Mr Trichet urged European governments to heed warning signals from the region’s debt markets and “be very cautious as regards fiscal policies” as the gap between the yield on Italian government bonds and the benchmark 10-year German Bund opened up to its widest since the 1999 birth of the euro.

The growing gap between yields illustrates the extent to which the global credit turmoil is causing investors to demand higher risk premiums for holding bonds considered more risky and instead buy those of Germany – which has the region’s largest and most liquid market.

Mr Trichet’s comments indicate rising concern at the ECB and provide a stiff reminder to eurozone governments of the importance it attaches to fiscal consolidation – in spite of the deteriorating economic outlook.

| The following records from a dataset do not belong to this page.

PR #9687, opened 2024-10-21
fix: allow additional_data to be undefined or null

thetutlage:
Fixes: FRMW-2751

This PR allows `null` and `undefined` values to be passed when using a custom validation schema for the `additional_data`. 

## Question

However, there is another thing that we might have to either fix in docs or in the implementation. That is the usage of `additional_data` within workflows.

When additional_data is not provided in an API call, it is set to `undefined` and the same value is passed to the workflow hooks. However, I have noticed that our documentation assumes that the additional_data is always an object. For example: https://docs.medusajs.com/v2/learn/advanced-development/api-routes/additional-data#use-additional-data-in-a-hook

The `!additional_data.brand` check will throw an exception in cases where no `additional_data` was passed during the request.

**Question: Do we want to set it to an empty object when its not defined in an API call? Or do we want to update the docs to handle the case.**

### DIFF
--- a/packages/core/framework/src/http/__tests__/validate-body.spec.ts
+++ b/packages/core/framework/src/http/__tests__/validate-body.spec.ts
@@ -18,28 +18,102 @@ describe("validateAndTransformBody", () => {
   it("should pass additionalDataValidator to validator factory", async () => {
     let mockRequest = {
       query: {},
+      body: {
+        additional_data: {},
+      },
+    } as MedusaRequest
+
+    const mockResponse = {} as MedusaResponse
+    const nextFunction = jest.fn()
+
+    mockRequest.additionalDataValidator = zod
+      .object({
+        brand_id: zod.number(),
+      })
+      .nullish()
+
+    const validatorFactory = (
+      schema?: Zod.ZodOptional<Zod.ZodNullable<Zod.ZodObject<any, any>>>
+    ) => {
+      return schema
+        ? createLinkBody().extend({
+            additional_data: schema,
+          })
+        : createLinkBody()
+    }
+
+    let middleware = validateAndTransformBody(validatorFactory)
+
+    await middleware(mockRequest, mockResponse, nextFunction)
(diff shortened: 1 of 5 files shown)


sradevski (approved):
LGTM, I think we just need to make sure it doesn't break anything since we are so close to the official release :)

adrien2p (approved):

thetutlage:
> LGTM, I think we just need to make sure it doesn't break anything since we are so close to the official release :)

Yeah, unfortunately the nature of the change is breaking, since we are going from making something required to optional. However, since we have established that the current behavior is invalid, we have push the fix :)

olivermrbl (approved):
LGTM

thetutlage:
@olivermrbl What do you think of the question in the PR description?

olivermrbl:
> Question: Do we want to set it to an empty object when its not defined in an API call? Or do we want to update the docs to handle the case.

If it's not provided in the payload, I would expect it to be `undefined`, similar to how other properties are treated.

What do you think?

thetutlage:
> If it's not provided in the payload, I would expect it to be undefined, similar to how other properties are treated.

Okay, in that case we have to fix the workflow hooks documentation to account of `additional_data` to be `undefined`.

olivermrbl:
cc @shahednasser

shahednasser:
Thanks for letting me know! I've been adding the check for undefined in most places but probably missed it in that documentation page, will check other places as well 👍🏻

thetutlage:
@olivermrbl @adrien2p @shahednasser 

Between, I see that the `additional_data` in hooks gets converted to a defined property (as per TypeScript types), even though it is marked as optional in the workflow payload.

So let me look into it and see if we have to fix that as-well

thetutlage:
@olivermrbl @shahednasser @adrien2p 

Regarding the previous message, it was more of an issue with us not enabling `strictNullChecks` in `tsconfig.json` file and not an implementation problem.

PR #9689, opened 2024-10-21
docs: fix details on setting / updating customer ID in cart

shahednasser:
Should only be merged after release


olivermrbl (approved):
We can merge this now

PR #9691, opened 2024-10-21
feat(dashboard,types): Translate all OrderBy filters

kasperkristensen:
Resolves CC-616

**Note**
- I have added some missing fields to a couple of types, to resolve TS errors in the dashboard.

However, Mr Trichet added that other factors might be at work in explaining recent movements, including liquidity issues and an “across-the-board” correction seen across all markets. That made it difficult to draw conclusions at this stage on the causes, he said. Market corrections were a “mark of the time”, he added.

Italy’s Treasury took some comfort in that the closing spread of 59.7 basis points between 10-year Italian and German bonds, the biggest gap since 1999, was overtaken by Greece yesterday, which widened to more than 60bp. Yields on bonds issued by most other eurozone governments, including Spain, the Netherlands and France also continued to widen against the Bund yesterday.

Italian officials said the “flight to quality” was affecting countries across the board, a view shared by traders and analysts.

The Italian finance ministry denied reports in Il Sole 24 Ore, a business daily, and the UK’s Daily Telegraph that it had intervened in debt markets on Tuesday to prevent a further surge in yields. It said the incorrect reports stemmed from a misunderstanding of a normal market bond exchange operation that was announced on Tuesday and is due to take place today.